Most popular time of the week for bike travel:
Most popular time of year to bike:
Most popular directions of travel on each trail:
There are a lot of really amazing findings in this data but what really jumps out at me is the amount of travel that happen only North and South. The travel for these two directions is the most prominent throughout this data set which is really interesting because it has to do with where people are coming from and which direction the heart of the city is, menaing where people work, go to school, go to the store, etc. That just makes the most sense to me on why people would be traveling the most in these two directions.

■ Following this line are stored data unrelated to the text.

PR #380, opened 2019-06-14
chore: use offix for cache functions

StephenCoady:
##### Checklist

- [ ] `npm test` passes
- [ ] `npm run build` works
- [ ] tests are included


wtrocki:
I used linked version to test with showcase. I did not tested restarts but it works like dream with regular edits.

wtrocki:
The fact that we decreased coverage by removing this means that coverage is probably missconfigured or something.

PR #381, opened 2019-06-14
added context based checking - not working yet will be rebased

StephenCoady:
### Description

@wtrocki I refactored this to take into account what we spoke about. its quick and dirty but the case we were testing earlier now works and is persisted to the server. So: 

1. Go offline client 1
1. Mutate title on client 1
1. Mutate description on client 2
1. Go online client 1
1. Happy scenario is now on server with title from client 1 and description from client 2

Outstanding to dos:

Need to save the base and returnType for offline mutations. They are being passed around in context but not persisted for now. Easy change.

##### Checklist

- [ ] `npm test` passes
- [ ] `npm run build` works
- [ ] tests are included


wtrocki:
;) http://www.giphy.com/gifs/IcoIjcfSdNEN3u9TBc

PR #384, opened 2019-06-25
Unsubscribe Android device from Firebase topic when unregister from UPS

danielpassos:
# How to run UPS standalone

```
git clone https://github.com/aerogear/aerogear-unifiedpush-server.git
cd aerogear-unifiedpush-server
mvn clean install -DskipTests && docker run -p 9999:8080 -it aerogear/unifiedpush-configurable-container:2.2.2-SNAPSHOT
```

# How to test it

1. Register the device on UPS
1. Check if the device is listed on the UPS UI
1. Put the app in background
1. Send a message to the device (don't add any criteria) 
   * The device should receive a message show it on the 
1. Send a message to the device (using whatever category used) and check if the message was
   * The device should receive a message show it on the notification bar
1. Unregister the device on UPS
1. Check if the device gone from the UPS UI
1. Put the app in background
1. Send a message to the device (don't add any criteria) 
   * Make sure the device don't receive any message anymore
1. Send a message to the device (using whatever category used) and check if the message was
   * Make sure the device don't receive any message anymore

PS1: This step by step is by Android only
PS2: You can use [this branch](https://github.com/aerogear/ionic-showcase/tree/push-unsubscribe) to run this step by step

### DIFF
--- a/packages/push/src/PushRegistration.ts
+++ b/packages/push/src/PushRegistration.ts
@@ -106,53 +106,54 @@ export class PushRegistration {
   /**
    * Register deviceToken for Android or IOS platforms
    *
-   * @param deviceToken token that will be sent to Unified Push server
    * @param alias device alias used for registration
    * @param categories array list of categories that device should be register to.
    */
-  public register(deviceToken: string, alias: string = "", categories: string[] = []): Promise<void> {
-
-    if (!deviceToken) {
-      return Promise.reject(new Error("Device token should not be empty"));
-    }
+  public register(alias: string = "", categories: string[] = []): Promise<void> {
 
     if (this.validationError) {
       return Promise.reject(new Error(this.validationError));
     }
 
-    const postData = {
-      "deviceToken": deviceToken,
-      "deviceType": window.device.model,
-      "operatingSystem": window.device.platform,
-      "osVersion": window.device.version,
-      "alias": alias,
-      "categories": categories
-    };
-
     return new Promise((resolve, reject) => {
-      if (this.httpClient) {
-        return this.httpClient.post(PushRegistration.API_PATH, postData)
-        .then(
-          () => {
 
-            if (isCordovaAndroid() && this.variantId) {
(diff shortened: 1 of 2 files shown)


packages/push/src/PushRegistration.ts
```diff
@@ -106,52 +106,54 @@ export class PushRegistration {
...
-          () => {
-            const storage = window.localStorage;
-            storage.setItem(PushRegistration.TOKEN_KEY, deviceToken);
-
-            if (isCordovaAndroid() && this.variantId) {
-              this.subscribeToFirebaseTopic(this.variantId);
-              for (const category of categories) {
-                this.subscribeToFirebaseTopic(category);
+
+      setTimeout(() => reject(), 5000);
```
darahayes: Should probably include some message in this rejection

danielpassos:
Yes. iOS will be able to receive notification also. This change is only for Android because only Android uses [Firebase topics|https://firebase.google.com/docs/cloud-messaging/android/topic-messaging]. We don't have that implemented to iOS yet.

darahayes:
@danielpassos so what will the flow look like for iOS users will they still have to perform their own registration step?

packages/push/src/PushRegistration.ts
danielpassos: Done. I will also provides a way to developer configure the timeout but I have it in place on the next PR ;)

danielpassos:
@darahayes Nopz. Registration processe will be handle from the js-sdk [over here|https://github.com/aerogear/aerogear-js-sdk/blob/57fd2de588fba7b9908fa0fb9038a7d3060715f8/packages/push/src/PushRegistration.ts#L122] for both (Android and iOS)

danielpassos:
Just to be more clean the only difference between Android and iOS is Android need to register the device on the Firebase topics because when UPS wanna send a message for a group of devices UPS uses topics for Android, so it sends only one message for all group of devices and on iOS land UPS fetch all devices in the UPS database and send 1 message for each device.

PR #385, opened 2019-06-27
fix: removed extra `/` from URL

craicoverflow:
### Description

https://issues.jboss.org/browse/AEROGEAR-9496

Remove an extra forward slash from the `/init` endpoint. The route generated by Ingress already includes a trailing forward slash so this needs to be removed.

Example Ingress route: `http://route-mobile-security-service.192.168.42.171.nip.io/`

In its present state, the init endpoint would be:

`http://route-mobile-security-service.192.168.42.171.nip.io//api/init`

##### Checklist

- [ ] `npm test` passes
- [ ] `npm run build` works
- [ ] tests are included


wtrocki:
@craicoverflow Minor mock needs to be adjusted in tests. Approving

PR #386, opened 2019-06-27
fix: removed extra `/` from URL

craicoverflow:
### Description

https://issues.jboss.org/browse/AEROGEAR-9496

Remove an extra forward slash from the `/init` endpoint. The route generated by Ingress already includes a trailing forward slash so this needs to be removed.

Example Ingress route: `http://route-mobile-security-service.192.168.42.171.nip.io/`

In its present state, the init endpoint would be:

`http://route-mobile-security-service.192.168.42.171.nip.io//api/init`

##### Checklist

- [ ] `npm test` passes
- [ ] `npm run build` works
- [ ] tests are included

### How

Used [The WHATWG URL API](https://nodejs.org/api/url.html#url_the_whatwg_url_api).

### Additional Notes

Tested with the Mobile Security Service and ionic-showcase:

Screenshot from 2019-06-27 14-02-42

### DIFF
--- a/packages/security/src/appSecurity/AppSecurity.ts
+++ b/packages/security/src/appSecurity/AppSecurity.ts
@@ -70,9 +70,9 @@ export class AppSecurity {
    *
    * @param baseUrl
    */
-  getInitUrl(baseUrl: string): string {
+  private getInitUrl(baseUrl: string): string {
     const url = new URL(baseUrl);
-    url.pathname = '/api/init';
+    url.pathname = "/api/init";
     return url.href;
   }
 }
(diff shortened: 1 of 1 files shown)


packages/security/src/appSecurity/AppSecurity.ts
```diff
@@ -66,4 +64,15 @@ export class AppSecurity {
...
   }
+
+  /**
+   * Build the init URL from the base URL
+   *
+   * @param baseUrl
+   */
+  private getInitUrl(baseUrl: string): string {
+    const url = new URL(baseUrl);
+    url.pathname = "/api/init";
```
austincunningham: is this adding the slash again

craicoverflow: No. `pathname` replaces the existing forward slash.

https://nodejs.org/api/url.html#url_url_pathname

craicoverflow:
Closing this as it is not needed - fixed client side instead.

PR #388, opened 2019-07-09
Use released conflict implementation 

wtrocki:
WIP


darahayes:
Are those integration tests moved over to offix or somewhere else?

wtrocki:
Yes. Integration tests will be maintained in offix as this is where all of the functionalities are and we will have downstream integration tests covering all products including sync

PR #393, opened 2019-07-10
fix: remove dev dependency types

wtrocki:
##### Checklist

- [ ] `npm test` passes
- [ ] `npm run build` works
- [ ] tests are included


wtrocki:
Problem is with offix packages. Resolving it there.

PR #394, opened 2019-07-10
RELEASE_NOTES.md

wtrocki:
Idea for this file will be to stage release notes in the repository that will help me with releases. Our release notes are very thin now this file will allow us to drop more things into the release notes.


wtrocki:
@danielpassos Once this is merged. Can you drop content from the email to this file. 
We need to start pushing more info in releases. THX

RELEASE_NOTES.md
```diff
@@ -0,0 +1,3 @@
+## Release Notes
```
danielpassos: It should be `#` instead of `##`

Issue #804, opened 2021-12-29
Add `test-all-versions` setup for `express`


Rauno56:
We currently test the instrumentation only on one version of `express`. Adding just a second version would yield coverage over upwards of 4million downloads more.

Stats from 29. December 2021.

```
┌─────────┬──────────┬──────────────┬──────────────┬───────────┬──────────┐
│ (index) │ version  │     time     │     tags     │ downloads │ ratio(%) │
├─────────┼──────────┼──────────────┼──────────────┼───────────┼──────────┤
│    0    │ '4.17.1' │ '2019-05-26' │      []      │  8185193  │   57.2   │
│    1    │ '4.17.2' │ '2021-12-17' │ [ 'latest' ] │  4971813  │   34.8   │
│    2    │ '4.16.4' │ '2018-10-11' │      []      │  471561   │   3.3    │
│    3    │ '4.16.3' │ '2018-03-12' │      []      │  198109   │   1.4    │
│    4    │ '4.16.2' │ '2017-10-10' │      []      │  106531   │   0.7    │
│    5    │ '4.15.5' │ '2017-09-25' │      []      │   56242   │   0.4    │
│    6    │ '4.15.3' │ '2017-05-17' │      []      │   28954   │   0.2    │
│    7    │ '4.13.4' │ '2016-01-22' │      []      │   22930   │   0.2    │
│    8    │ '4.17.0' │ '2019-05-17' │      []      │   17352   │   0.1    │
│    9    │ '4.15.2' │ '2017-03-06' │      []      │   16637   │   0.1    │
│   10    │ '4.14.0' │ '2016-06-16' │      []      │   16287   │   0.1    │
└─────────┴──────────┴──────────────┴──────────────┴───────────┴──────────┘
Ratio of downloads through versions shown in the table: 98.5%
Total weekly downloads: 14,306,693

```

See #783, #792 or #786 for reference.

blumamir:
implemented in #811

PR #811, opened 2021-12-31
test(express-instrumentation): add test-all-versions

matteoga:
- Adds test-all-versions for `express` running tests on the previous minor version `4.17.1` solving https://github.com/open-telemetry/opentelemetry-js-contrib/issues/804


Rauno56:
Nice! :tada: How would you feel about broadening the tested version range a bit, @matteoga? To include the current, future versions and a couple more of the old, but still used ones.

matteoga:
sounds good, what do you suggest, adding `latest` versions tag and including also 
```
┌─────────┬──────────┬──────────────┬──────────────┬───────────┬──────────┐
│ (index) │ version  │     time     │     tags     │ downloads │ ratio(%) │
├─────────┼──────────┼──────────────┼──────────────┼───────────┼──────────┤
│    2    │ '4.16.4' │ '2018-10-11' │      []      │  471561   │   3.3    │
│    3    │ '4.16.3' │ '2018-03-12' │      []      │  198109   │   1.4    |
```
?

Rauno56:
Yes, possibly add `4.16.2` as well, because the number of downloads for that is more than for some of the other packages we support in total.
However, afaik, TAV doesn't support tags so `^4.16.2` would work well.

plugins/node/opentelemetry-instrumentation-express/.tav.yml
```diff
@@ -0,0 +1,15 @@
+express:
+  - versions: "^4.17.2"
+    commands: npm run test
+
+  - versions: "4.17.1"
```
Rauno56, line 5: Any reason you didn't use `^4.16.2` for the range which matches all the listed versions?

plugins/node/opentelemetry-instrumentation-express/.tav.yml
```diff
@@ -0,0 +1,15 @@
...
+    commands: npm run test
+
+  - versions: "4.16.4"
+    commands: npm run test
+
+  - versions: "4.16.3"
+    commands: npm run test
+
+  - versions: "4.16.2"
+    commands: npm run test
```
Rauno56, line 15: nit: newline

Rauno56 (approved):
Thanks!

plugins/node/opentelemetry-instrumentation-express/.tav.yml
blumamir: I too think it's more appropriate here

blumamir:
style: use a single semantic version range to test relevant versions

blumamir (approved):

vmarchaud (approved):

PR #813, opened 2022-01-01
chore: add health check for cassandra

Rauno56:

I'm experiencing some issues in #799 with the tests for Cassandra failing. Hard to believe that it's the root cause, but I'm a bit lost right now and want to rule at least something out.

### DIFF
--- a/.github/workflows/unit-test.yml
+++ b/.github/workflows/unit-test.yml
@@ -67,6 +67,11 @@ jobs:
         image: bitnami/cassandra:3
         ports:
         - 9042:9042
+        options: >-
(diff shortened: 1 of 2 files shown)


vmarchaud (approved):

Rauno56:
I'd really like to trigger Cassandra's test with this.

Rauno56:
OK, we def have a problem with the CI setup. :(

Rauno56:
Since we fixed the CI issue and Cassandra does boot up for a while, but not longer than your bootstrapping, I'll close this PR - it mainly just slows the CI process down for another 10s.

PR #814, opened 2022-01-03
ci: revert "feat(add-tav-action): add test-all-versions as github act…

Rauno56:

The CI seems to be unstable at this point and the only way I was able to get it working reliably was to revert the recent addition of TAV runs. We still definitely want to add TAV back but after we've found a way to work around the issues we're experiencing.
My theory is that the resource limits are shared between the workflows and we're hitting the limits of those with two processes of Cassandra running(each consuming ~4GB of memory, 7GB is the limit). I don't know how to make sure it's the case.

cc: @haddasbronfman


Rauno56:
Closing this now for it's not reliably fixed even when reverting TAV. Looking into it.

PR #816, opened 2022-01-03
fix: use localhost for services in CI

Rauno56:

The services in CI are not currently accessible.
The hostnames do not resolve because the step execution was recently moved from containers(which belong to the bridge network where the service names resolve) to the runner machine.
See c69c202a - @dyladan

The [docs](https://docs.github.com/en/actions/learn-github-actions/workflow-syntax-for-github-actions#jobsjob_idservices):

> If you configure the job to run directly on the runner machine and your step doesn't use a container action, you must map any required Docker service container ports to the Docker host (the runner machine). You can access the service container using localhost and the mapped port.

The above section from the docs makes total sense, however, I'm personally not clear on why is [`actions/setup-node@v2`](https://github.com/actions/setup-node) the recommended way to run node - it pollutes the runner machine and comes with an additional layer of caching.

Since just swapping back to running in a container, results in some FS permission issues, I'm just changing the hostnames to use to localhost.

**That means the TAV setup is broken as well. I'd make the same change to it, but seeing that it doesn't set up node, I cannot see how it could work even with the services being accessible. I'll disable it for now.**

Sorted the keywords in the packages mainly to trigger a change for Lerna for all the packages.

### DIFF
--- a/.github/workflows/test-all-versions.yml
+++ b/.github/workflows/test-all-versions.yml
@@ -5,6 +5,8 @@ on:
 
 jobs:
   tav:
+    # skip the workflow for now #816
+    if: false
     name: run test-all-version (tav)
     runs-on: ubuntu-latest
     services:
--- a/.github/workflows/unit-test.yml
+++ b/.github/workflows/unit-test.yml
@@ -74,24 +74,24 @@ jobs:
       RUN_MYSQL_TESTS: 1
       RUN_POSTGRES_TESTS: 1
       RUN_REDIS_TESTS: 1
-      OPENTELEMETRY_MEMCACHED_HOST: memcached
+      OPENTELEMETRY_MEMCACHED_HOST: localhost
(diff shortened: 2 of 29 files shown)


dyladan:
I switched from containers to node when I updated `actions/checkout` from v1 to v2. The v2 checkout was running into filesystem permission issues you mentioned in this PR description. At first I tried to fix ownership/permissions of the directories, but switching to setup-node was just easier. At that time the tests passed so I didn't realize it would cause a networking issue.

We can go back to running in node containers, but we will need to solve the permission issue.

dyladan (approved):
Approving this because it solves our immediate problem of tests failing but we should look into container tests again

legendecas (approved):

naseemkullah (approved):

vmarchaud (approved):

I really enjoyed watching Dave make the line plot for “When in the day do people bike through these Seattle crossings?” because he set it up so that there was a line plot for every single trail and was able to pull data with a couple different codes. I also enjoy the fact that he color coded every graph so it made it easier to understand. It’s really interesting to look at data on graphs like this because the “flow” of the data is different for each informational piece depending on what kind of graph, table, etc., is used to display the code.